▶ [INSTRUCTIONS FOR THE TASK] Type out every line below exactly as it reads.

▶ [WORKING DATA]
PR #3420, opened 2023-11-08
Gray out unselected rows in table

djbarnwal:
In TDD gray out rows which are not included or excluded.

This PR also moves the `regular-table` styles inside the repo so that they can be managed easily.

### DIFF
--- a/web-common/src/features/dashboards/pivot/Pivot.svelte
+++ b/web-common/src/features/dashboards/pivot/Pivot.svelte
@@ -330,4 +330,7 @@
   :global(regular-table thead th) {
     height: var(--row-height);
   }
+  :global(regular-table tr:hover) {
+    color: none;
+  }
 </style>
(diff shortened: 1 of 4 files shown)


ericpgreen2:
I like the direction, but I think the gray is too light. See the "2.53" and "2.3" scores for color contrast:  
image
image

The numbers are close to invisible under the "low contrast" emulation:
image

Any way we can achieve the same "disabled" effect, but get the color contrast score a bit higher?

ericpgreen2 (approved):
Outside of the contrast issue, code looks good, so I'll approve for you to merge at your discretion.

djbarnwal:
> Any way we can achieve the same "disabled" effect, but get the color contrast score a bit higher?

I switched to using `ui-copy-disabled-faint` class which we use throughout the codebase. Still seeing that the contrast score is low. Since this is an issue for the whole application, will be good to address it separately.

▶ [OUTPUT BELOW]
PR #3420, opened 2023-11-08
Gray out unselected rows in table

djbarnwal:
In TDD gray out rows which are not included or excluded.

This PR also moves the `regular-table` styles inside the repo so that they can be managed easily.

### DIFF
--- a/web-common/src/features/dashboards/pivot/Pivot.svelte
+++ b/web-common/src/features/dashboards/pivot/Pivot.svelte
@@ -330,4 +330,7 @@
   :global(regular-table thead th) {
     height: var(--row-height);
   }
+  :global(regular-table tr:hover) {
+    color: none;
+  }
 </style>
(diff shortened: 1 of 4 files shown)


ericpgreen2:
I like the direction, but I think the gray is too light. See the "2.53" and "2.3" scores for color contrast:  
image
image

The numbers are close to invisible under the "low contrast" emulation:
image

Any way we can achieve the same "disabled" effect, but get the color contrast score a bit higher?

ericpgreen2 (approved):
Outside of the contrast issue, code looks good, so I'll approve for you to merge at your discretion.

djbarnwal:
> Any way we can achieve the same "disabled" effect, but get the color contrast score a bit higher?

I switched to using `ui-copy-disabled-faint` class which we use throughout the codebase. Still seeing that the contrast score is low. Since this is an issue for the whole application, will be good to address it separately.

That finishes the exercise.